Gubernur Kalbar: Meski Mahasiswi yang Maki Klarifikasi dan Minta Maaf, Saya Tetap Lapor!
![]() |
| Gubernur Kalbar Sutarmidji |
Pontianak (Suara Kalbar) – Buntut dari tindakan ceroboh seorang mahasiswi Kalbar yang melakukan demo tolak Omnibus Law Undang-undang Cipta Kerja berakhir panjang.
Kembali beredar video di media sosial berdurasi 32 detik dimana seorang mahasiswi tersebut melakukan klarifikasi dan meminta maaf kepada Gubenur Kalimantan Barat terkait ucapannya yang menghina Gubernu Kalbar pada aksi unjuk rasa (10/11/2020) kemarin.
Menanggapi video tersebut, Gubernur Kalimantan Barat, Sutarmidji menegaskan akan tetap melaporkan ke Polisi terkait ucapan mahasiswi yang memakinya dengan kata-kata tak pantas.
“Saya tetap akan lapor. Nanti kita lihat,” terangnya saat dihubungi suarakalbar.co.id , Rabu (12/11/2020).
Dirinya menerangkan, dari kejadian inilah dapat menjadi pelajaran bagi mahasiswa yang ingin melakukan unjuk rasa
“Biar semua ada pelajaran bagi mahasiswi kalau betul dia mahasiswi,” tegasnya.
Mantan Walikota Pontianak dua periode ini selanjutnya menyampaikan, menurut informasi yang diterimanya yang bersangkutan masih berstatus sebagai pelajar.
“Saya dengar dia masih pelajar,” sambungnya.

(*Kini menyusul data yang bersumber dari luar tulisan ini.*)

PR #667, opened 2016-11-09
fix error on reduce and reduceRight doc

junpos:
1) on first iteration `amount` is `undefined` which results in `NaN` for total.

```js
it('reduce', function () {
  const total = wrapper.find(Bar).reduce((amount, n) => {
    console.log(amount, n.prop('amount'));
    return amount + n.prop('amount');
  });
  expect(total).to.equal(16);
});
```

```shell
AssertionError: expected NaN to equal 16
  + expected - actual

    -NaN
    +16

// log
undefined 2
NaN 4
NaN 8
```
It needs a sanity check whether `amount` is defined, or have an initial value.
```js
wrapper.find(Bar).reduce((acc, n) => {
  const amount = n.prop('amount');
  return acc 
    ? acc + amount
    : amount;
});
//or
wrapper.find(Bar).reduce((amount, n) => amount + n.prop('amount'), 0);
```

2. And the total should be `14` instead of `16`

### DIFF
--- a/docs/api/ReactWrapper/reduce.md
+++ b/docs/api/ReactWrapper/reduce.md
@@ -41,8 +41,8 @@ class Foo extends React.Component {
 
 ```jsx
 const wrapper = mount(<Foo />);
-const total = wrapper.find(Bar).reduce((amount, n) => amount + n.prop('amount'));
-expect(total).to.equal(16);
+const total = wrapper.find(Bar).reduce((amount, n) => amount ? amount + n.prop('amount') : n.prop('amount'));
+expect(total).to.equal(14); // 2 + 4 + 8
 ```
 
 
--- a/docs/api/ReactWrapper/reduceRight.md
+++ b/docs/api/ReactWrapper/reduceRight.md
@@ -41,8 +41,8 @@ class Foo extends React.Component {
 
 ```jsx
 const wrapper = mount(<Foo />);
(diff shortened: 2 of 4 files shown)


docs/api/ReactWrapper/reduce.md
```diff
@@ -41,8 +41,8 @@ class Foo extends React.Component {
 
 ```jsx
-const total = wrapper.find(Bar).reduce((amount, n) => amount + n.prop('amount'));
-expect(total).to.equal(16);
+const total = wrapper.find(Bar).reduce((amount, n) => amount ? amount + n.prop('amount') : n.prop('amount'));
```
ljharb: actually, on the first iteration `amount` is the first item - that's the behavior of `reduce` when omitting the initial value.

ljharb: in other words, `[1, 2, 3].reduce(function (prev, item) { console.log([prev, item]); });` logs `[1, 2]` and then `[undefined, 3]`

ljharb:
If enzyme's `reduce` fails to have the same behavior as `Array#reduce`, that's a bug we need to fix.

ljharb:
I've put up #673 to fix this bug, thanks for the PR!

nfcampos:
@ljharb since we have #673 shouldn't this one be closed?

ljharb:
@nfcampos good call

PR #670, opened 2016-11-09
Fix ID selectors

ljharb:
This fixes the unintentional breaking change in 2.4.x (and 2.5.x), by committing horrible sins with regular expressions. This also does not revert the new behavior added in 2.4.x (that caused the breakage).

We desperately need to replace this with a proper CSS parser, but this should suffice for now.

Once merged, I'll also backport this to the 2.4.x line (and 2.5.x if master already has some semver-minor stuff).


blainekasten:
LGTM

Issue #361, opened 2016-05-03
Easier way to access child refs


joshma:
Once in awhile we'll have a test that renders a component P with child C:

```
<P><C>
  <div></div>
  <div></div>
</C></P>
```

To get the second `<div>` in a test, we'll add a ref to it:

```
<P><C>
  <div></div>
  <div ref={'__testDiv'}></div>
</C></P>
//
TestUtils.findRenderedComponentWithType(p, C).refs.testDiv
```

With enzyme, though, it doesn't seem to be easy to get to that ref

```
pWrapper.find(C).ref('__testDiv') // Error: ReactWrapper::ref(refname) can only be called on the root
```

The only alternative has to use css classes, which isn't ideal since that shows up in the final markup. The div itself is pretty hard to select for - is there an easier way I'm missing?

ljharb:
If you're using `shallow`, does `pWrapper.find(C).shallow().ref('__testDiv')` work for you?

joshma:
@ljharb `shallow` doesn't actually render / have refs, does it? (`.ref` is undefined). (I tried using `mount` instead of `shallow` and calling `pWrapper.find(C).mount().ref('__testDiv')`, but you can only call `.mount()` on the root it says

Aweary:
@ljharb is there a way to make a child component returned via `find` into a new `root` component?

ljharb:
Ah, right, sorry - refs are only with `mount`.

I'd expect `.mount()` to re-establish what the root is while re-mounting the entire tree from that point.

Aweary:
@ljharb so conceptually, `ReactWrapper.mount` doesn't to correspond to the top-level `mount` utility. It just looks like it causes `ReactWrapperComponent` to render the component if it wasn't already rendered (by `unmount`).

Would it make sense to return a new instance of `ReactWrapper` from `ReactWrapper.mount()` then?

ljharb:
That would make sense to me, since I also assume `.shallow()` returns a new instance of `ShallowWrapper`. @lelandrichardson?

Aweary:
Would `unmount` return a new `ReactWrapper` too? It just seems potentially confusing since `ReactWrapper.mount` is paired with `ReactWrapper.unmount`.

ljharb:
That's a good point too.

joshma:
[...]

PR #672, opened 2016-11-10
Add string-refs support with shallowWrapper

yormi:
In response to https://github.com/airbnb/enzyme/issues/361 and my own need :)

I find it extremely useful to have a unique, local-scoped, way to identify my React Element.

Works as expected `shallowWrapper.ref('stringRef') => ShallowWrapper` or throws if more than one element has the wanted ref.

### DIFF
--- a/src/ShallowTraversal.js
+++ b/src/ShallowTraversal.js
@@ -151,3 +151,23 @@ export function getTextFromNode(node) {
     .join('')
     .replace(/\s+/, ' ');
 }
+
+export const isAReactComponentNode = node => typeof node.type === 'function';
+
+export const findRefInOwnedChildren = (node, ref, isRootNode) => {
+  const result = [];
+
+  if (node.ref === ref) {
+    result.push(node);
+  }
+
+  if (!isAReactComponentNode(node) || isRootNode) {
+    const children = childrenOfNode(node);
+
+    children.forEach((c) => {
+      result.push(...findRefInOwnedChildren(c, ref));
+    });
+  }
+
+  return result;
+};
--- a/src/ShallowTraversal.js
+++ b/src/ShallowTraversal.js
@@ -155,22 +155,50 @@ export function getTextFromNode(node) {
     .replace(/\s+/, ' ');
 }
 
-const findRef = (node, ref, isRootNode) => {
-  const result = [];
+const getOwnedReferenceNodes = (node, isRootNode) => {
+  const referencedNodes = [];
 
-  if (node.ref === ref) {
-    result.push(node);
+  if (!node) {
+    return referencedNodes;
+  }
+
+  if (node.ref) {
+    referencedNodes.push(node);
   }
 
   if (isDOMComponentElement(node) || isRootNode) {
     const children = childrenOfNode(node);
 
     children.forEach((c) => {
-      result.push(...findRef(c, ref));
+      const recursiveNodes = getOwnedReferenceNodes(c);
+      referencedNodes.push(...recursiveNodes);
     });
   }
 
-  return result;
+  return referencedNodes;
 };
 
-export const findRefInOwnedChildren = (node, ref) => findRef(node, ref, true);
+export const getNodeRefs = (node) => {
+  const callbackNodes = [];
+  const stringNodes = [];
+
+  const referencedNodes = getOwnedReferenceNodes(node, true);
+
+  referencedNodes.forEach((n) => {
+    switch (typeof n.ref) {
+      case 'function':
+        callbackNodes.push(n);
+        break;
+      case 'string':
+        stringNodes.push(n);
+        break;
+      default:
+        throw new Error(`${n.ref} is an invalid ref. Valid refs are string or function type`);
+    }
+  });
+
+  return {
+    callbackNodes,
+    stringNodes,
+  };
+};
--- a/src/ShallowTraversal.js
+++ b/src/ShallowTraversal.js
@@ -155,7 +155,7 @@ export function getTextFromNode(node) {
     .replace(/\s+/, ' ');
 }
 
-export const findRefInOwnedChildren = (node, ref, isRootNode) => {
+const findRef = (node, ref, isRootNode) => {
   const result = [];
 
   if (node.ref === ref) {
@@ -166,9 +166,11 @@ export const findRefInOwnedChildren = (node, ref, isRootNode) => {
     const children = childrenOfNode(node);
 
     children.forEach((c) => {
-      result.push(...findRefInOwnedChildren(c, ref));
+      result.push(...findRef(c, ref));
     });
   }
 
   return result;
 };
+
+export const findRefInOwnedChildren = (node, ref) => findRef(node, ref, true);
--- a/src/ShallowTraversal.js
+++ b/src/ShallowTraversal.js
@@ -12,6 +12,9 @@ import {
   nodeHasType,
   nodeHasProperty,
 } from './Utils';
+import {
+  isDOMComponentElement,
+} from './react-compat';
 
 
 export function childrenOfNode(node) {
@@ -152,8 +155,6 @@ export function getTextFromNode(node) {
     .replace(/\s+/, ' ');
 }
 
-export const isAReactComponentNode = node => typeof node.type === 'function';
-
 export const findRefInOwnedChildren = (node, ref, isRootNode) => {
   const result = [];
 
@@ -161,7 +162,7 @@ export const findRefInOwnedChildren = (node, ref, isRootNode) => {
     result.push(node);
   }
 
-  if (!isAReactComponentNode(node) || isRootNode) {
+  if (isDOMComponentElement(node) || isRootNode) {
     const children = childrenOfNode(node);
 
     children.forEach((c) => {
--- a/src/ShallowWrapper.js
+++ b/src/ShallowWrapper.js
@@ -153,8 +153,7 @@ class ShallowWrapper {
           throw new Error('There is more than one component own by the tree root with the same ref string');
         }
 
-        refObject[n.ref] = n
-        return refObject
+        return Object.assign({}, refObject, { [n.ref]: n });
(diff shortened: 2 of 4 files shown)


src/ShallowTraversal.js
```diff
@@ -125,7 +124,7 @@ export function buildPredicate(selector) {
         return node => nodeMatchesObjectProps(node, selector);
       }
       throw new TypeError(
-        'Enzyme::Selector does not support an array, null, or empty object as a selector',
+        'Enzyme::Selector does not support an array, null, or empty object as a selector'
```
ljharb: this trailing function comma is required, why did you remove it?

src/ShallowTraversal.js
```diff
@@ -1,7 +1,6 @@
 import React from 'react';
 import isEmpty from 'lodash/isEmpty';
 import isSubset from 'is-subset';
-import functionName from 'function.prototype.name';
```
ljharb: i think perhaps you included some unintentional changes - have you rebased on the latest master?

src/ShallowTraversal.js
yormi: I'm not sure what happened but it seems that I used some kind of auto-format that I'm not aware of... sorry for that.

Correcting that !

src/ShallowTraversal.js
```diff
@@ -151,3 +151,23 @@ export function getTextFromNode(node) {
     .join('')
     .replace(/\s+/, ' ');
 }
+
+export const isAReactComponentNode = node => typeof node.type === 'function';
```
ljharb: Instead of defining your own function, please use `isFunctionalComponent`, `isCustomComponentElement`, and `isDOMComponentElement` which are already present in the file.

src/ShallowWrapper.js
```diff
@@ -454,6 +456,32 @@ class ShallowWrapper {
...
+   */
+  ref(ref) {
+    return this.single('ref', (node) => {
+      if (!isAReactComponentNode(this.unrendered)) {
+        throw new Error('The current node must be a React component.');
+      }
+
+      const result = findRefInOwnedChildren(node, ref, true);
+
+      if (result.length === 0) return false;
```
ljharb: shouldn't this return `null` when there's no result?

src/ShallowWrapper.js
```diff
@@ -454,6 +456,32 @@ class ShallowWrapper {
...
+      if (result.length === 1) return new ShallowWrapper(result[0], this.root);
+      if (result.length > 1) {
+        throw new Error('There is more than one component own by the tree root with the same ref string');
+      }
+
+      return false;
```
ljharb: when is this line hit?

yormi:
I still wonder why they've been deprecated for callbacks. I don't remember reading about the reason behind it.

I personally use the string-refs to access my react-element in integration-test. I use them to pilot my tests rather than testing the ref.

I haven't found another way that is as elegant(local-scoped, unique) yet... I'm open to other solutions though.

src/ShallowWrapper.js
yormi: In case of many "owned" element with the same ref. Shouldn't happen but if an error occurs, I think it'll be better to know it instead of returning the first occurrence.

ljharb: The previous lines though cover all possibilities for `result.length

src/ShallowWrapper.js
yormi: You are right !

src/ShallowWrapper.js
yormi: Oupsi... you meant the `return false`. I thought the thrown error. You are right again !

src/ShallowTraversal.js
```diff
@@ -151,3 +154,21 @@ export function getTextFromNode(node) {
     .join('')
     .replace(/\s+/, ' ');
 }
+
+export const findRefInOwnedChildren = (node, ref, isRootNode) => {
```
ljharb: this being exported, having `isRootNode` be provideable by the consumer seems brittle. Could we split this up into separate functions, so that the recursion implementation details are hidden?

Aweary:
> It's worth discussing that string refs are deprecated in React (in favor of callback refs)

They're not technically deprecated just yet, just considered legacy. The point still stands though, it's not a pattern that's recommended anymore.

Good work on the PR @yormi, but I would have to say that I'm not in favor of this. Adding`.ref()` to the API solely to support a legacy implementation seems confusing to me.

yormi:
First of all, thank you :)

Secondly, I understand your concerns @Aweary. I would prefer avoiding legacy/deprecated features but I haven't found other ways as clear and simple to do so.

I would be very interested in your suggestions on a (hopefully) local-scoped and unique way of accessing an element to pilot tests ?

Aweary:
> I would be very interested in your suggestions on a (hopefully) local-scoped and unique way of accessing an element to pilot tests ?

If you use ref callbacks you should be able to access them on the instance

```js
  render() {
    return <div ref={n => this.node = n}/>
  }
}

const div = wrapper.instance().node; // should be the HTMLDivElement instance
```

I don't think shallow should support refs, let alone string refs.

blainekasten:
Just to ignite a flame, I would actually advocate for support for strong refs right now. Though they are legacy, they are still a supported feature. String refs are used wildly in the wild, so without the feature we're making every consumer write brittle and confusing tests to get access to their refs. Or they just don't write tests because it's too difficult. Both are problems this library should be trying to help with.

We can remove the feature as react removes it. Which would make more sense to do then as consumers updating to newer versions of react would HAVE to change their refs.

ljharb:
@blainekasten I don't mind supporting string refs - but i *do* mind having a nicer API for string refs than for callback refs. We should be providing API that encourages people to do the right thing, even if we also provide API that enables people to test a legacy pattern.

blainekasten:
@ljharb that totally makes sense. Do we even have a designated API to work with callback refs?

src/ShallowTraversal.js
yormi: Yeah, good idea. I'm on it. Thanks for the feedback btw. I haven't had the chance to have my code reviewed much.

yormi:
@Aweary I agree that works (or should work... I think I saw an issue about it !?) with `mount`. I think it should be possible to use refs with `shallow` as well. If we find a way to use callback refs with `shallow`, I'd be happy to change my string refs.

I think it'll be possible:
By getting all the refs of the root (pretty much as I did) and executing them in the shallowWrapper constructor we could access the "refs" on the instance as with `mount`.

The problems I foresee are:
- if a callback is more complex than `c => { this.foo = c }` it might have code that needs to have the whole thing rendered... I guess it shouldn't happen though
- we need to find a way not to shallow render all the elements with a ref

What do you guys think ?

Aweary:
>if a callback is more complex than c => { this.foo = c } it might have code that needs to have the whole thing rendered... I guess it shouldn't happen though`

Correct, ref callbacks shouldn't do anything to affect the render output, and it should almost always just be attaching the node to the instance.

I'm OK with adding support for refs with `shallow`, but we need to support string refs and callback refs if we do. Supporting only a legacy implementation isn't good.

> Couldn't we just let the same API resolve for both string and callbacks? I'm not sure if it's safe to assume that refs always get stored on the component instance, but we could do something like this:

The shallow renderer doesn't actually process refs, so unfortunately we can't.
>Shallow testing currently has some limitations, namely not supporting refs.


[ - source](https://facebook.github.io/react/docs/test-utils.html#shallow-rendering)

yormi:
Ok so I went on with the idea but since I didn't find a way to make the callback refs work within `enzyme`, I dive into `react` code: https://github.com/facebook/react/pull/8311

yormi:
Ok since the react team seems to have a lot to do with Fiber and everything, maybe it'll be simpler to have the feature implemented here. I might have found a way to make it work with callback refs as well.

The problem I'm facing is that callback refs are bound to the instance and it seems that the instance is undefined when calling it from enzyme(i.e. not directly during rendering in react ShallowRenderer).

We can still copy the render method so when the callback ref are rendered, they have a different `this`. This is possible only if the render method is not fat arrow function. I don't quite understand why but it works when it's bound using `.bind` but not when using "fat-arrow-binding".

@Aweary do you think it's fair to assume that the render method is not or shouldn't be bound using a fat-arrow function ? Too big assumption ? I hate to have limitation like that but on the other hand, I don't see why we would need an arrow function there.

Aweary:
@yormi I went ahead and reviewed your PR on the React repo. If this is implemented in React it shouldn't require any changes to the core reconciler modules. It might be better to implement this in enzyme, if you've found a valid approach that supports callback refs.

yormi:
Ok my laptop HDD just drown in the snowstorm here... I just replaced it. I'll try to implement it in enzyme in the next 2 days. Thanks for the feedback :)

yormi:
Ok sorry for the delay ! Semester's over now so here's my new proposal.

Refs are accessible directly on the instance so it's easily accessible to just check the props. It's also easy to build upon if you want to add to to the API to dive in the tree... even though that's not the point of shallow rendering, I think.

yormi:
Actually, I found a "bug"... The refs are actualized at every render, thanks to `componentDidUpdate`.

This hook is called when we update a component state through a button handler for instance but not when using `wrapper.setProps` or anything using the `ShallowWrapper.prototype.rerender`. This cause the props of the refs to not be in sync. If `lifecycleExperimental` is turned on, the `componentDidUpdate` fires and everything is alright.

So what is the purpose of having `lifecycleExperimental` flag turned off ?

Do you see a better way to listen on the component render ?

ljharb:
Now that createRef/forwardRef is the preferred way forward for refs - even though string and callback refs are unlikely to go away - I don't think this is a feature worth making first-class in shallow rendering.

What would the ref even return for the cases where in `mount` it returns a DOM element?

I'm going to close this; but we can reopen if needed.

PR #673, opened 2016-11-11
[Fix] `reduce`/`reduceRight`: follow `Array#reduce` when omitting initialValue

ljharb:
Closes #667.

I've marked this as a patch - but it might potentially be breaking if someone was relying on omitting the required (incorrectly documented as optional) initialValue being `undefined`.

Thoughts?

### DIFF
--- a/docs/api/ReactWrapper/reduce.md
+++ b/docs/api/ReactWrapper/reduce.md
@@ -12,8 +12,7 @@ following arguments:
   - `node` (`ReactWrapper`): A wrapper around the current node being processed
   - `index` (`Number`): The index of the current node being processed
 
-2. `initialValue` (`T` [optional]): If provided, this will be passed in as the first argument to the
-first invocation of the reducing function.
+2. `initialValue` (`T` [optional]): If provided, this will be passed in as the first argument to the first invocation of the reducing function. If omitted, the first `node` will be provided and the iteration will begin on the second node in the collection.
 
 
 
--- a/docs/api/ReactWrapper/reduceRight.md
+++ b/docs/api/ReactWrapper/reduceRight.md
@@ -12,8 +12,7 @@ following arguments:
   - `node` (`ReactWrapper`): A wrapper around the current node being processed
   - `index` (`Number`): The index of the current node being processed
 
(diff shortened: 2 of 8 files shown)


src/ReactWrapper.jsx
```diff
@@ -722,11 +722,19 @@ class ReactWrapper {
    * @param {*} initialValue - the initial value
    * @returns {*}
    */
-  reduce(fn, initialValue) {
-    return this.getNodes().reduce(
-      (accum, n, i) => fn.call(this, accum, this.wrap(n), i),
-      initialValue,
-    );
+  reduce(fn) {
```
blainekasten: could we maybe add the old argument back within comment blocks so we see that it is part of the API. Yes jsdoc helps above, but it gets a bit confusing when see this and then L729

blainekasten: same for the reduceRight

Aweary: I believe @ljharb is trying to preserve `function.length`, which should only count required arguments. I think elsewhere we just use a default value of `undefined`, which might be good here.

```js
reduce(fn, initialValue = undefined) {
```

ljharb: I can't do that because the native reduce/reduceRight distinguish between `undefined` and "absent" - or rather, id still have to check `arguments.length` and ignore `initialValue` when `arguments.length` is < 2

ljharb:
@blainekasten bumping versions is indeed cheap, but it's nice to avoid bumping majors because of semver ranges.

src/ReactWrapper.jsx
blainekasten: yes yes, i was merely suggesting this: `reduce(fn /*, initialValue */) { ... }`

ljharb: I'll do one of the two - as long as the behavior and function length are correct, I'm happy.

ljharb: Updated.

blainekasten:
I think it's smarter to prevent code from breaking without users expecting it than to worry users will be on old versions of enzyme due to ranges..

nfcampos:
@ljharb should we get this in for v3?

ljharb:
@nfcampos good call; I'll rebase.

PR #677, opened 2016-11-12
Make hasClass work for `mount`ed composite components

christian-schulze:
This (hopefully?) address the long running issue #134, where `wrapper.hasClass` always returns false on `mount`ed composite components. The reason for the failure is the following block in `MountedTraversal.js#instHasClassName`:
```js
  if (!isDOMComponent(inst)) {
    return false;
  }
```

Simply removing this block breaks many things, as the method is used internally in `MountedTraversal.js`. My naive solution is to split the method in two, so we retain the exported `instHasClassName` function for use by `ReactWrapper.hasClass`, and extract a private `hasClassName` function for use internally in `MountedTraversal.js`.

From here we can remove the `!isDOMComponent` early exit code from `instHasClassName`, and instead add it to `hasClassName` to maintain existing functionality.

### DIFF
--- a/test/ReactWrapper-spec.jsx
+++ b/test/ReactWrapper-spec.jsx
@@ -2073,17 +2073,37 @@ describeWithDOM('mount', () => {
   });
 
   describe('.hasClass(className)', () => {
-    it('should return whether or not node has a certain class', () => {
-      const wrapper = mount(
-        <div className="foo bar baz some-long-string FoOo" />,
-      );
+    context('When using a DOM component', () => {
+      it('should return whether or not node has a certain class', () => {
+        const wrapper = mount(
+          <div className="foo bar baz some-long-string FoOo" />,
+        );
 
-      expect(wrapper.hasClass('foo')).to.equal(true);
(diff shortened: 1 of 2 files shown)


test/ReactWrapper-spec.jsx
```diff
@@ -2073,17 +2073,37 @@ describeWithDOM('mount', () => {
   });
 
   describe('.hasClass(className)', () => {
-    it('should return whether or not node has a certain class', () => {
-      const wrapper = mount(
-        <div className="foo bar baz some-long-string FoOo" />,
-      );
+    context('When using a DOM component', () => {
```
Aweary: @ljharb are you OK with using `context` blocks here? I don't think we use them anywhere else, but it makes enough sense.

ljharb: `context` and `describe` are identical - either is fine, but i have a light preference for `describe`.

Aweary: Right, I know they're identical, it was just a question of preference.

PR #550, opened 2024-11-08
Enable testing/building on 3.9 in ci

yrkim98:
Testing on python 3.9 in ci.

using this to build on python 3.9 in our `publish.yaml` workflow, and we can add any other supported versions here in the future.
https://github.com/AllenCell/allencell-segmenter-ml/blob/585476cc9b4d08c03c892109173581fb3d95f79e/.github/workflows/publish.yaml#L32-L34

`test_lint_pr.yaml` and `test_lint_push.yaml` already had the matrix strategy, so just adding 3.9 as one of the versions to test on.

### DIFF
--- a/pyproject.toml
+++ b/pyproject.toml
@@ -11,13 +11,8 @@ name = "allencell-segmenter-ml"
 version = "0.1.16"
 description = "A plugin to leverage ML segmentation in napari"
 readme = "README.md"
-requires-python = "<3.11,>=3.9"
+requires-python = ">=3.9,<3.11"
 license = { file = "LICENSE" }
-authors = [
-    { email = "brian.kim@alleninstitute.org", name = "Brian Kim" },
-    { email = "chrishu@alleninstitute.org", name = "Chris Hughes" },
-    { email = "daniel.saelid@alleninstitute.org", name = "Daniel Saelid" },
-]
 
 classifiers = [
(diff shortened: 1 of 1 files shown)


.github/workflows/publish.yaml
```diff
@@ -29,6 +29,9 @@ jobs:
     permissions:
       id-token: write
       contents: read
+    strategy:
+      matrix:
+        python-version: [ "3.9", "3.10" ]
```
saeliddp, line 34: Is this common practice to upload multiple times to pypi with the same version number but different versions of python used to build?

amilworks: I think multiple Python versions can be associated with one version number, as long as they are packaged as separate wheels or distributions that specify compatibility for different Python versions.

.github/workflows/publish.yaml
```diff
@@ -29,6 +29,9 @@ jobs:
     permissions:
       id-token: write
       contents: read
+    strategy:
+      matrix:
```
amilworks, line 33: Since we are using a matrix setup for testing multiple versions, do you think we should add the `fail-fast` option? 

```yaml
strategy:
  fail-fast: false
```

amilworks (approved):

saeliddp (approved):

Gubenur Kalbar ini mempersilahkan perempuan tersebut melakukan klarifikasi dengan cara apapun. Dia juga meminta dihargai atas haknya untuk melaporkan ke Polisi terkait penghinaan yang didapatinya.
“Sementara mau klarifikasi dengan cara apapun terserah. Hormati juga hak saya untuk mempermasalahkan,” kata Sutarmidji.
Dirinya kemudian juga meminta pertanggungjawaban koordinator lapangan pada aksi unjuk rasa 10 November 2020.
“Korlap juga harus bertanggungjawab,” tukasnya.